- [WORK INSTRUCTIONS] Of all the lines below, output only those starting at the one with "Remove the fill" and ending at the one with "-7,7 +7,7 @@ const", both ends included, exactly as written.

- [Stored data entries]
----------------------------------------
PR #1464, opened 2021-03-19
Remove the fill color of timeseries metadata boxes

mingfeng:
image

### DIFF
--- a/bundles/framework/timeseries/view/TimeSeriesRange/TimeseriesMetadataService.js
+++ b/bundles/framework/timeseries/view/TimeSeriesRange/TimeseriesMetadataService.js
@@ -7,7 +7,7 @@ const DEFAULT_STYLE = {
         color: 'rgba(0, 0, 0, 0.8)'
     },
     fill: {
----------------------------------------
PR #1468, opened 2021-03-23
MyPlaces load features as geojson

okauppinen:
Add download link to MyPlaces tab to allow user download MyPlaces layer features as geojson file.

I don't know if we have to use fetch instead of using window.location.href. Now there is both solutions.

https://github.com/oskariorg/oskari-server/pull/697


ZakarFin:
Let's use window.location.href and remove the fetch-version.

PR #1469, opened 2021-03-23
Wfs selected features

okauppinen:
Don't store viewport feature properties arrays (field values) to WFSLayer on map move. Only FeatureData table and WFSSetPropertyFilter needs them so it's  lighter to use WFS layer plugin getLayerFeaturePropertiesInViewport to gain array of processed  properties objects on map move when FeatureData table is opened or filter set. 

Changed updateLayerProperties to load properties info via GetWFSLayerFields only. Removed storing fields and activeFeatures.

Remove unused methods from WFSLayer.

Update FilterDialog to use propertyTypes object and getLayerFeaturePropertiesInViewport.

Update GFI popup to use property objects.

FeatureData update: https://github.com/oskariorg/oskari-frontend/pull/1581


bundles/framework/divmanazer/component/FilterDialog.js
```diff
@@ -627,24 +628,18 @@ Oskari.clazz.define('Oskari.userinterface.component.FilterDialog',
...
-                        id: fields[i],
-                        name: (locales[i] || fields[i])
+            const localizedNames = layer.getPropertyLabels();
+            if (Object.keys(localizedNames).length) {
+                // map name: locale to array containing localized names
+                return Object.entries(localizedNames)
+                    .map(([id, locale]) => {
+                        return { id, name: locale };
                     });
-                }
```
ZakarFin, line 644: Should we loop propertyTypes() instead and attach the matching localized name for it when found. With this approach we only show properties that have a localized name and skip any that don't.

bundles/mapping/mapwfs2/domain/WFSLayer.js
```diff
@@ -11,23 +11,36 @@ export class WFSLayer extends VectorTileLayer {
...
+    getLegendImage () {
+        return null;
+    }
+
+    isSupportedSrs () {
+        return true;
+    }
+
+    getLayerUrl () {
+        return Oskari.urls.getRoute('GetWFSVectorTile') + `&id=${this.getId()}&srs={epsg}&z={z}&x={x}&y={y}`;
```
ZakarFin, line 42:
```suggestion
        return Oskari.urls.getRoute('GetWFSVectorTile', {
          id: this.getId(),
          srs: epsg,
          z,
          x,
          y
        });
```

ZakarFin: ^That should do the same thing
----------------------------------------
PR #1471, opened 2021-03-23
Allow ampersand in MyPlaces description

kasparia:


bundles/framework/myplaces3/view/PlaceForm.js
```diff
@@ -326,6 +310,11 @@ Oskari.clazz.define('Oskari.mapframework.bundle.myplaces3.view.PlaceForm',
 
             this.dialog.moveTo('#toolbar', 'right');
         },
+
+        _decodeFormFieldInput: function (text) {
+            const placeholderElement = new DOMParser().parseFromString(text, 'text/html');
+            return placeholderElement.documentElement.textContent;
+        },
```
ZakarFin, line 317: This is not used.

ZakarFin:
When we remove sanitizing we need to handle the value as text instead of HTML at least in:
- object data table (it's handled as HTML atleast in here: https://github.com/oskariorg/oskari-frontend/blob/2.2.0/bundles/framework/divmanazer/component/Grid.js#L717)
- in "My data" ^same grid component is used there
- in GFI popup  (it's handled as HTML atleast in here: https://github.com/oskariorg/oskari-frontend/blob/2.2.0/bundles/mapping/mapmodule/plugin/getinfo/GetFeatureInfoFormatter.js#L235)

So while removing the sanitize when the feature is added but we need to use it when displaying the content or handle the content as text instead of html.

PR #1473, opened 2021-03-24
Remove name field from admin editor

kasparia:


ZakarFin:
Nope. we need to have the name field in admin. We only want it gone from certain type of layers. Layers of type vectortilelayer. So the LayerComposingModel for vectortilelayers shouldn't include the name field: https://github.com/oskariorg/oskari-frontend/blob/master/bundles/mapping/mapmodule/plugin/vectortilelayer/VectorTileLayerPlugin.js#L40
----------------------------------------
- [TASK OUTPUT]
Remove the fill color of timeseries metadata boxes

mingfeng:
image

### DIFF
--- a/bundles/framework/timeseries/view/TimeSeriesRange/TimeseriesMetadataService.js
+++ b/bundles/framework/timeseries/view/TimeSeriesRange/TimeseriesMetadataService.js
@@ -7,7 +7,7 @@ const DEFAULT_STYLE = {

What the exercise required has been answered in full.